The video lasts 1 minute 30 seconds – 30 seconds for the introduction of the components and then 60 seconds of scanning. Less than optimal light conditions and a very ordinary mobile telephone camera mean the quality is not good, but the video clearly demonstrates the speed at which ArchivistaBox Dolder can process double-sided scanned colour images (300dpi) with no time lag.

Optimisation makes sense on all ArchivistaBoxes

The high scanning performance of the ArchivistaBox Dolder mean that in 10 hours (i.e. in one day – whether the fi-7180 can get through this in one go remains open to question) a total volume of 100,000 pages would be executed. But does this actually make any sense? To be honest, anyone needing to process 100,000 pages per day should not necessarily be looking at the ArchivistaBox Dolder. The same question can, however, be put the other way around. If between several tens and several hundreds of pages need to be handled each and every day, then it would make a lot of sense.

Optimisation, of course, means additional costs. When implemented correctly, however, optimisation can bring enormous savings, and this, of course, is not limited to ArchivistaBox Dolder, but is the case with all our ArchivistaBox systems. Thanks to optimisation, ArchivistaBox Dolder now works as quickly as the other ArchivistaBox systems prior to optimisation. So, with this in mind, happy working with our ArchivistaBox systems!

P.S.: this blog may give the impression that we are in raptures about Fujitsu scanners. That impression would not be false, because our experience with these scanners has been very good. Alongside the Fujitsu scanners (in the 25 page range), there are many other reasonably-priced duplex scanners that work well with ArchivistaBox (keyword SANE). But we are only able to unconditionally recommend those devices which we have thoroughly tested. Against that, without reservation or testing, we can recommend equipment that delivers the data per network. Such scanners (mostly multi-functional devices) are available in the €100 plus price bracket. Make sure that the data can be delivered in PDF format by SMB (Windows folder) or FTP.

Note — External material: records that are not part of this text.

PR #3335, opened 2020-03-30
[Feature] Add memory and nr of processors information to startup log.

dizzzz:
Output:

```
30 Mar 2020 19:54:38,255 [main] INFO  (JettyStart.java [run]:173) - Running with Java 1.8.0_242 [AdoptOpenJDK (OpenJDK 64-Bit Server VM) in /Library/Java/JavaVirtualMachines/adoptopenjdk-8.jdk/Contents/Home/jre] 
30 Mar 2020 19:54:38,257 [main] INFO  (JettyStart.java [run]:180) - Maximum amount of memory for JVM: 3641 MiB 
30 Mar 2020 19:54:38,258 [main] INFO  (JettyStart.java [run]:181) - Number of processors available to JVM: 8  
```

### DIFF
--- a/exist-core/src/main/java/org/exist/jetty/JettyStart.java
+++ b/exist-core/src/main/java/org/exist/jetty/JettyStart.java
@@ -177,7 +177,7 @@ public class JettyStart extends Observable implements LifeCycle.Listener {
                 System.getProperty("java.home", "(unknown java.home)")
             );
 
-            logger.info("Maximum amount of memory for JVM: {} MiB", Runtime.getRuntime().maxMemory() / (1024 * 1024));
+            logger.info("Approximate maximum amount of memory for JVM: {}", FileUtils.humanSize(Runtime.getRuntime().maxMemory()));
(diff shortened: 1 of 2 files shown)


exist-core/src/main/java/org/exist/jetty/JettyStart.java
```diff
@@ -177,6 +177,9 @@ public synchronized void run(final String[] args, final Observer observer) {
                 System.getProperty("java.home", "(unknown java.home)")
             );
 
+            logger.info("Maximum amount of memory for JVM: {} MiB", Runtime.getRuntime().maxMemory() / (1024 * 1024));
```
adamretter: Whilst `MiB` might be more accurate. Could we just use `MB` so as to cause less confusion?

Also instead of doing the calculation yourself, you might like to use `FileUtils#humanSize(long)` as that will take care of MB, GB, etc.

adamretter: LGTM otherwise :-)

dizzzz:
sorry for the typo in comment :-)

P.P.S.: ArchivistaBox systems are able to create full text search indices and searchable PDF files from any documents automatically. Per day, ArchivistaBox Dolder is capable of processing 10,000 colour pages or 20,000 black/white pages. The text recognition function of ArchivistaBox Matterhorn is able to process ten times more documents and, with additional scan stations, this can be extended to a daily volume of more than 1 million documents.